Exercise objective |
Will you write out all the entries below exactly?
------
PR #1099, opened 2019-01-24
Bugfix: return None when detected tab_size in file is 0

scholtzan:
This fixes https://github.com/xi-editor/xi-editor/issues/1091

The problem was that for each line the indentation level is determined and if at least one line has some indentation then the indentation level is returned. The returned indentation level is the one most frequently used in the file. So if there is, for example, one line with indentation level >0 and all other lines don't have indentation then it returns 0 instead of `None`.

## Review Checklist

### DIFF
--- a/rust/core-lib/src/whitespace.rs
+++ b/rust/core-lib/src/whitespace.rs
@@ -59,7 +59,7 @@ impl Indentation {
                 } else {
                     Ok(None)
                 }
-            },
+            }
             _ => Ok(None),
         }
     }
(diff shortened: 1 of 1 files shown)


rust/core-lib/src/whitespace.rs
```diff
@@ -52,7 +52,14 @@ impl Indentation {
...
             (true, false) => Ok(Some(Indentation::Tabs)),
-            (false, true) => Ok(Some(Indentation::Spaces(extract_count(spaces)))),
+            (false, true) => {
+                let tab_size = extract_count(spaces);
+                if tab_size > 0 {
+                    Ok(Some(Indentation::Spaces(tab_size)))
+                } else {
+                    Ok(None)
+                }
+            },
```
LiHRaM: The formatter is complaining about the comma there
```suggestion
            }
```

scholtzan:
Thanks! I added the regression test.

Issue #1096, opened 2019-01-22
Syntax detection fails for git commit messages


cmyr:
As of #1085 we now have syntax support for git commit messages; however we do not correctly guess the syntax of commits.

This is a simple fix: these files have names like `COMMIT_EDITMSG`, with no extension. When guessing a syntax for a file, we check for a file extension, and compare that to a list of known file extensions. We should change this so that if a file name does not have an extension, we just use the file name itself.

This should be a one or two line change in `core-lib/src/syntax.rs`. We should also be able to add a test to that file as well.

kanishkarj:
I shall look into it.

PR #1100, opened 2019-01-25
Syntax detection fails for git commit messages #1096

kanishkarj:
Hey here's something I have come up with to issue #1096. 
- [x] Syntax detection fails for files without extensions.
- [ ] Tests

Can someone help me with the tests for this one?

### DIFF
--- a/rust/core-lib/src/syntax.rs
+++ b/rust/core-lib/src/syntax.rs
@@ -127,9 +127,6 @@ mod tests {
     use super::*;
 
     #[test]
-    pub fn language_for_name() {}
-
-    #[test]
     pub fn language_for_path() {
         let ld_rust = LanguageDefinition {
             name: LanguageId::from("Rust"),
--- a/rust/core-lib/src/syntax.rs
+++ b/rust/core-lib/src/syntax.rs
@@ -122,43 +122,50 @@ impl LanguageDefinition {
     }
 }
 
-// for testing
 #[cfg(test)]
-pub fn language_for_name() {}
+mod tests {
+    use super::*;
 
-#[cfg(test)]
-pub fn language_for_path() {
-    let ld_rust = LanguageDefinition {
-        name: LanguageId::from("Rust"),
-        extensions: vec![String::from("rs")],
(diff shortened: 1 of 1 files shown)


kanishkarj:
I have come up with the tests.

rust/core-lib/src/syntax.rs
```diff
@@ -120,3 +121,44 @@ impl LanguageDefinition {
         }
     }
 }
+
+// for testing
+#[cfg(test)]
+pub fn language_for_name() {}
```
cmyr: accident?

rust/core-lib/src/syntax.rs
```diff
@@ -120,3 +121,44 @@ impl LanguageDefinition {
...
+
+#[cfg(test)]
```
cmyr: the general way to write tests is to add a 'test' module; and then each test case is marked with `#[test]`. So this would look like,

```rust
#[cfg(test)]
mod tests {
    use super::*;

    #[test]
    fn my_function() {
        assert_eq!(String::from("one"), "one".to_string());
    }
}
```

`#[cfg(test)]` indicates conditional compliation; this section of code will only be compiled if we're compiling for testing. `#[test]` is a special procedural macro; it says that this function should be turned into a test case, and run when tests are run.

kanishkarj: Ooh.. that'll be done.

kanishkarj:
I think the code does well, and any suggestions on the structure?

rust/core-lib/src/syntax.rs
```diff
@@ -120,3 +121,51 @@ impl LanguageDefinition {
         }
     }
 }
+
+#[cfg(test)]
+mod tests {
+    use super::*;
+
+    #[test]
+    pub fn language_for_name() {}
```
cmyr: I think we can just remove this for now

kanishkarj:
Ohk.. Shall remove it

kanishkarj:
Check this one out

cmyr:
Awesome, thanks!

Issue #1104, opened 2019-01-29
Add support for TOML syntax, use for .xiconfig files


cmyr:
We do not currently ship with toml syntax, but this is something we can now address. This will involve a pr to https://github.com/xi-editor/syntect-resources to add a TOML package; then we will need to regenerate the data files in the syntect plugin.

To make this work with `.xiconfig` files, we will need to manually add `xiconfig` to the list of file extensions associated with the toml syntax when we generate the manifest. This will require a special case in `generate_manifest.rs`; while iterating through the languages, if the language is toml, we need to manually add the new file extension before writing the manifest file.

jansol:
Closed by #1105

PR #1105, opened 2019-02-01
Add support for TOML syntax, use for .xiconfig files

kanishkarj:
addressing issue  #1104


rust/syntect-plugin/examples/make_manifest.rs
```diff
@@ -83,9 +84,16 @@ fn main() -> Result<(), io::Error> {
 }
 
 fn lang_from_syn<'a>(src: &'a SyntaxReference) -> LanguageDefinition {
+    let mut extensions = src.file_extensions.clone();
+
+    // add support for .xiconfig
+    if extensions.contains(&String::from("toml")) {
```
cmyr: Can we not write this as `.contains("toml")`?

kanishkarj: I tried that. It gives an error `expected struct `std::string::String`, found str`. It is same with the `String::from("xiconfig")`.

kanishkarj:
isn't `defaults_meta.packdump` related to indentation configurations like that? I think that's why it wasn't updated.

cmyr:
It is; however we need to update it anytime we're adding a new syntax, in order for comment toggling and indentation to work correctly.

rust/syntect-plugin/examples/make_manifest.rs
cmyr: ah that makes sense, for some reason i was thinking it was a set instead of a vector, where this would work.

Here's an alternative solution that is faster (not checking every extension) but I don't think this is very important in a tool that is only run once in a while, during development.

```rust
fn lang_from_syn<'a>(src: &'a SyntaxReference) -> LanguageDefinition {
    let mut def = LanguageDefinition {
        name: src.name.as_str().into(),
        extensions: src.file_extensions.clone(),
        first_line_match: src.first_line_match.clone(),
        scope: src.scope.to_string(),
        default_config: None,
    };
    if def.name.as_ref() == "TOML" {
        def.extensions.push(String::from("xiconfig"));
    }
    def
}
```

kanishkarj:
I ran it make_manifest again, but for some reason, it is not updating `defaults_meta.packdump`.

kanishkarj:
`defaults_meta.packdump` updated!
------
Output below |
PR #1099, opened 2019-01-24
Bugfix: return None when detected tab_size in file is 0

scholtzan:
This fixes https://github.com/xi-editor/xi-editor/issues/1091

The problem was that for each line the indentation level is determined and if at least one line has some indentation then the indentation level is returned. The returned indentation level is the one most frequently used in the file. So if there is, for example, one line with indentation level >0 and all other lines don't have indentation then it returns 0 instead of `None`.

## Review Checklist

### DIFF
--- a/rust/core-lib/src/whitespace.rs
+++ b/rust/core-lib/src/whitespace.rs
@@ -59,7 +59,7 @@ impl Indentation {
                 } else {
                     Ok(None)
                 }
-            },
+            }
             _ => Ok(None),
         }
     }
(diff shortened: 1 of 1 files shown)


rust/core-lib/src/whitespace.rs
```diff
@@ -52,7 +52,14 @@ impl Indentation {
...
             (true, false) => Ok(Some(Indentation::Tabs)),
-            (false, true) => Ok(Some(Indentation::Spaces(extract_count(spaces)))),
+            (false, true) => {
+                let tab_size = extract_count(spaces);
+                if tab_size > 0 {
+                    Ok(Some(Indentation::Spaces(tab_size)))
+                } else {
+                    Ok(None)
+                }
+            },
```
LiHRaM: The formatter is complaining about the comma there
```suggestion
            }
```

scholtzan:
Thanks! I added the regression test.

Issue #1096, opened 2019-01-22
Syntax detection fails for git commit messages


cmyr:
As of #1085 we now have syntax support for git commit messages; however we do not correctly guess the syntax of commits.

This is a simple fix: these files have names like `COMMIT_EDITMSG`, with no extension. When guessing a syntax for a file, we check for a file extension, and compare that to a list of known file extensions. We should change this so that if a file name does not have an extension, we just use the file name itself.

This should be a one or two line change in `core-lib/src/syntax.rs`. We should also be able to add a test to that file as well.

kanishkarj:
I shall look into it.

PR #1100, opened 2019-01-25
Syntax detection fails for git commit messages #1096

kanishkarj:
Hey here's something I have come up with to issue #1096. 
- [x] Syntax detection fails for files without extensions.
- [ ] Tests

Can someone help me with the tests for this one?

### DIFF
--- a/rust/core-lib/src/syntax.rs
+++ b/rust/core-lib/src/syntax.rs
@@ -127,9 +127,6 @@ mod tests {
     use super::*;
 
     #[test]
-    pub fn language_for_name() {}
-
-    #[test]
     pub fn language_for_path() {
         let ld_rust = LanguageDefinition {
             name: LanguageId::from("Rust"),
--- a/rust/core-lib/src/syntax.rs
+++ b/rust/core-lib/src/syntax.rs
@@ -122,43 +122,50 @@ impl LanguageDefinition {
     }
 }
 
-// for testing
 #[cfg(test)]
-pub fn language_for_name() {}
+mod tests {
+    use super::*;
 
-#[cfg(test)]
-pub fn language_for_path() {
-    let ld_rust = LanguageDefinition {
-        name: LanguageId::from("Rust"),
-        extensions: vec![String::from("rs")],
(diff shortened: 1 of 1 files shown)


kanishkarj:
I have come up with the tests.

rust/core-lib/src/syntax.rs
```diff
@@ -120,3 +121,44 @@ impl LanguageDefinition {
         }
     }
 }
+
+// for testing
+#[cfg(test)]
+pub fn language_for_name() {}
```
cmyr: accident?

rust/core-lib/src/syntax.rs
```diff
@@ -120,3 +121,44 @@ impl LanguageDefinition {
...
+
+#[cfg(test)]
```
cmyr: the general way to write tests is to add a 'test' module; and then each test case is marked with `#[test]`. So this would look like,

```rust
#[cfg(test)]
mod tests {
    use super::*;

    #[test]
    fn my_function() {
        assert_eq!(String::from("one"), "one".to_string());
    }
}
```

`#[cfg(test)]` indicates conditional compliation; this section of code will only be compiled if we're compiling for testing. `#[test]` is a special procedural macro; it says that this function should be turned into a test case, and run when tests are run.

kanishkarj: Ooh.. that'll be done.

kanishkarj:
I think the code does well, and any suggestions on the structure?

rust/core-lib/src/syntax.rs
```diff
@@ -120,3 +121,51 @@ impl LanguageDefinition {
         }
     }
 }
+
+#[cfg(test)]
+mod tests {
+    use super::*;
+
+    #[test]
+    pub fn language_for_name() {}
```
cmyr: I think we can just remove this for now

kanishkarj:
Ohk.. Shall remove it

kanishkarj:
Check this one out

cmyr:
Awesome, thanks!

Issue #1104, opened 2019-01-29
Add support for TOML syntax, use for .xiconfig files


cmyr:
We do not currently ship with toml syntax, but this is something we can now address. This will involve a pr to https://github.com/xi-editor/syntect-resources to add a TOML package; then we will need to regenerate the data files in the syntect plugin.

To make this work with `.xiconfig` files, we will need to manually add `xiconfig` to the list of file extensions associated with the toml syntax when we generate the manifest. This will require a special case in `generate_manifest.rs`; while iterating through the languages, if the language is toml, we need to manually add the new file extension before writing the manifest file.

jansol:
Closed by #1105

PR #1105, opened 2019-02-01
Add support for TOML syntax, use for .xiconfig files

kanishkarj:
addressing issue  #1104


rust/syntect-plugin/examples/make_manifest.rs
```diff
@@ -83,9 +84,16 @@ fn main() -> Result<(), io::Error> {
 }
 
 fn lang_from_syn<'a>(src: &'a SyntaxReference) -> LanguageDefinition {
+    let mut extensions = src.file_extensions.clone();
+
+    // add support for .xiconfig
+    if extensions.contains(&String::from("toml")) {
```
cmyr: Can we not write this as `.contains("toml")`?

kanishkarj: I tried that. It gives an error `expected struct `std::string::String`, found str`. It is same with the `String::from("xiconfig")`.

kanishkarj:
isn't `defaults_meta.packdump` related to indentation configurations like that? I think that's why it wasn't updated.

cmyr:
It is; however we need to update it anytime we're adding a new syntax, in order for comment toggling and indentation to work correctly.

rust/syntect-plugin/examples/make_manifest.rs
cmyr: ah that makes sense, for some reason i was thinking it was a set instead of a vector, where this would work.

Here's an alternative solution that is faster (not checking every extension) but I don't think this is very important in a tool that is only run once in a while, during development.

```rust
fn lang_from_syn<'a>(src: &'a SyntaxReference) -> LanguageDefinition {
    let mut def = LanguageDefinition {
        name: src.name.as_str().into(),
        extensions: src.file_extensions.clone(),
        first_line_match: src.first_line_match.clone(),
        scope: src.scope.to_string(),
        default_config: None,
    };
    if def.name.as_ref() == "TOML" {
        def.extensions.push(String::from("xiconfig"));
    }
    def
}
```

kanishkarj:
I ran it make_manifest again, but for some reason, it is not updating `defaults_meta.packdump`.

kanishkarj:
`defaults_meta.packdump` updated!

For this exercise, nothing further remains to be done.